Smartphone sales shrink universally


Gartner, a research company on technology, has revealed that what looked like an issue singularly effecting iPhone X; shrinking sales figures, is actually a global matter. According to the company, global sales of smartphones fell by 5.8 percent in Q4, 2017 compared to the same period in 2016.

For 13 years, smartphone sales have sharply risen. The trend defied the olds through the 2007-2008 great recession. After 51 successful quarters, looks like the honeymoon is over. This is surprising because it comes at a time untapped markets for smartphones across India, China and Africa abound.

According to Gartner, several reasons exist for the downward trajectory and chief amongst these is that upgrade from feature phones to smartphones has stalled because technology companies have failed to satisfy the quest for quality yet ultra-low-cost smartphones.


Users of smartphones are careful by choosing quality and durable models that they can keep for longer. This has had the effect of lengthening the replacement cycle of smartphones.
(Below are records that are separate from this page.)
PR #484, opened 2020-01-15
Scheduler E2E Test for Knative GCP

peterfeifanchen:
## Proposed Changes

-Add a scheduler e2e test that performs 2 checks:
1) A smoke test for checking that we can set up a scheduler source
2) A test that outputs events from a scheduler source to a bespoke sink
similar to docs/scheduler
**Release Note**

```release-note
NONE
```
/cc @chizhg @nachocano


test/e2e/e2e_test.go
```diff
@@ -158,3 +158,17 @@ func TestAuditLogsSource(t *testing.T) {
 	defer cancel()
 	AuditLogsSourceWithTestImpl(t)
 }
+
+// TestSmokeSchedulerSetup
```
nachocano: what does the test do? can we add more comments?

test/e2e/e2e_test.go
```diff
@@ -158,3 +158,17 @@ func TestAuditLogsSource(t *testing.T) {
...
+func TestSmokeSchedulerSetup(t *testing.T) {
+	cancel := logstream.Start(t)
+	defer cancel()
+	SmokeSchedulerSetup(t)
+}
+
+// TestSchedulerWithTargetTestImpl
```
nachocano: same here... not just the name of the function

test/e2e/test_scheduler.go
```diff
@@ -0,0 +1,107 @@
...
+
+	v1 "k8s.io/api/core/v1"
+	metav1 "k8s.io/apimachinery/pkg/apis/meta/v1"
+
+	kngcptesting "github.com/google/knative-gcp/pkg/reconciler/testing"
+	"github.com/google/knative-gcp/test/e2e/lib"
+	"github.com/google/knative-gcp/test/e2e/lib/resources"
+)
+
+// SmokeSchedulerSetup tests if a scheduler can be created
```
nachocano: add a `.` at the end of the comments. Here and other places

test/e2e/test_scheduler.go
```diff
@@ -0,0 +1,107 @@
...
+	client := lib.Setup(t, true)
+	defer lib.TearDown(client)
+
+	sName := "scheduler-test"
+
+	scheduler := kngcptesting.NewScheduler(sName, client.Namespace,
+		kngcptesting.WithSchedulerLocation("us-central1"),
+		kngcptesting.WithSchedulerData("my test data"),
+		kngcptesting.WithSchedulerSchedule("* * * * *"),
+		kngcptesting.WithSchedulerSink(metav1.GroupVersionKind{Version: "v1", Kind: "Service"},
```
nachocano: I think @chizhg created a gvk variable for a v1 Service that you can use

test/e2e/test_scheduler.go
```diff
@@ -0,0 +1,107 @@
...
+	client.CreateJobOrFail(job, lib.WithServiceForJob(targetName))
+
+	// Create a scheduler
+	sName := "scheduler-test"
+
+	scheduler := kngcptesting.NewScheduler(sName, client.Namespace,
+		kngcptesting.WithSchedulerLocation("us-central1"),
+		kngcptesting.WithSchedulerData("my test data"),
+		kngcptesting.WithSchedulerSchedule("* * * * *"),
+		kngcptesting.WithSchedulerSink(metav1.GroupVersionKind{Version: "v1", Kind: "Service"},
```
nachocano: same here

test/test_images/scheduler_target/main.go
```diff
@@ -0,0 +1,56 @@
...
+	}
+
+	if err := client.StartReceiver(context.Background(), r.Receive); err != nil {
+		log.Fatal(err)
+	}
+}
+
+type Receiver struct{}
+
+func (r *Receiver) Receive(event cloudevents.Event) {
```
nachocano: I think it would be better if we create a target image that validates more than just that the event was received. Take a look at the auditlogs target image, and there we are validating more of actual content of the event...
That will make the e2e test pretty robust...

nachocano:
Thanks @peterfeifanchen, this looks great! 
Few nits and one more important comment that will make the test much more robust!

test/test_images/scheduler_target/main.go
chizhg: +1
I think `SOURCE`, `TYPE`, `SUBJECT` and `TIME` are the parts we can validate, similar as what we have for `AuditLogsSource` - https://github.com/google/knative-gcp/tree/master/test/test_images/auditlogs_target.

peterfeifanchen: Do we need to do TYPE? The event isnt a special type like Audit has. Same with SOURCE, it doesn't have a set topic like audit logs does and there is already prefix check in SUBJECT. Also TIME is a timeout not a check.

test/e2e/lib/typemetas.go
```diff
@@ -55,6 +55,8 @@ var PubsubTypeMeta = eventsTypeMeta(resources.PubSubKind)
 
 var AuditLogsSourceTypeMeta = eventsTypeMeta(resources.AuditLogsSourceKind)
 
+var SchedulerSourceTypeMeta = eventsTypeMeta("Scheduler")
```
nachocano: "Scheduler" string in resources.SchedulerSourceKind ? as with others?

test/test_images/scheduler_target/main.go
```diff
@@ -0,0 +1,126 @@
...
+	fmt.Printf("Received event\n")
+	fmt.Printf("	Context: %v\n", event.Context.String())
+	fmt.Printf("	Data: %s\n", event.Data)
+	fmt.Printf("	Encoded: %v\n", event.DataEncoded)
+	fmt.Printf("	Binary: %v\n", event.DataBinary)
+
+	incorrectAttributes := make(map[string]interface{})
+
+	// Check subject prefix
+	subject := event.Context.GetSubject()
```
nachocano: `event.Subject()` should work

test/test_images/scheduler_target/main.go
```diff
@@ -0,0 +1,126 @@
...
+	if !strings.HasPrefix(subject, r.SubjectPrefix) {
+		incorrectAttributes[eventSubject] = subject
+	}
+
+	// Check knativecemode extension
+	if knativecemode, ok := event.Context.GetExtensions()["knativecemode"]; ok {
```
nachocano: `event.Context.GetExtension("knativecemode")`...  but I wouldn't care much about this knativecemode actually, that is something that we might remove anytime soon.
I'd rather check for the Source, Type and Subject, and the data if possible

test/test_images/scheduler_target/main.go
chizhg: I'm okay with not checking TYPE and SOURCE, if it's hard to do so. Besides we are not checking them either for `PullSubscription` and `Storage` either.

nachocano: hmm why is it hard to check the type or the source? I think it will be useful, so that we don't accidentally break it... 
but I'd rather have this in asap, so that we can mark Scheduler Source to be done. 
We can file an issue to do better assertions in e2e tests in general as a follow up. 
I think I saw some issue that @chizhg filed on how we should improve reading the logs...

Do you agree?

peterfeifanchen: I think I can add type since a change just seem to have gone in that actually set it for the event. The Source would be just a prefix check like Subject, so I don't know if it is adding anything. It may be better to leave the discussion for doing better asserts in e2e for a follow up since that is related to a discussion about what we want to be robust against.

test/test_images/scheduler_target/main.go
peterfeifanchen: I can remove knativecemode

chizhg:
> /retest

One quick tip here - whenever you make a new push, the jobs will be automatically retriggered, so you don't need to type `/retest` here. Also, `/retest` will only retest failed jobs.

While 4G connectivity and better camera features have been alluring users to upgrade, smartphone makers have not endeavoured to offer meaningful incremental benefits in these areas, weakening smartphone sales.

Since 2016, starting with Samsung Galaxy Note 7, newer phones seem to be plagued with more problems than older models. After the Note 7 battery fiasco came the iPhone drop of calls. The buying public cannot guess what will come next. This trend forces customers to adopt the “let’s wait and see” attitude before jumping into an upgrade.


Smartphones have been getting thinner yet users have been demanding better battery life. That is almost an oxymoron; the bigger the battery the better. This explains why companies such as Samsung got into serious troubles in trying to squeeze a bigger battery into a slim smartphone.

While integration of carrots in form of digital assistants such as Siri, Hello Google and Cortana are appealing, these have not quenched the thirst for performance gains, faster storage and dramatic screen resolution.

In Q4, 2017, Apple sold 73,175.2 thousand smartphones against 77,038.9 thousand smartphones sold in Q4, 2016. This represents a percent drop in sales. Samsung sales also declined, though slightly; the company shipped 74,782.6 thousand smartphones compared to 76, 782.6 thousand it sold in Q4 2016.

Surprisingly the Chinese smartphone manufacturers registered impressive gains. Xiaomi bagged in 78 percent growth while Huawei achieved 7.56 percent. Overall, smartphone sales globally grew by a meagre two perecent in 2017. This is in sharp contrast to the impressive growth that smartphones have enjoyed over the years.

This trend resembles the descending road that laptops and desktops took. The PCs lost the battle to smartphones and tablets because its creators failed to build them enthralling enough to act as magnets to drive upgrade cycles.

Now smartphones seem to be suffering from what made them more attractive than PCs. Where do we go from here? It about time they went back to the drawing board.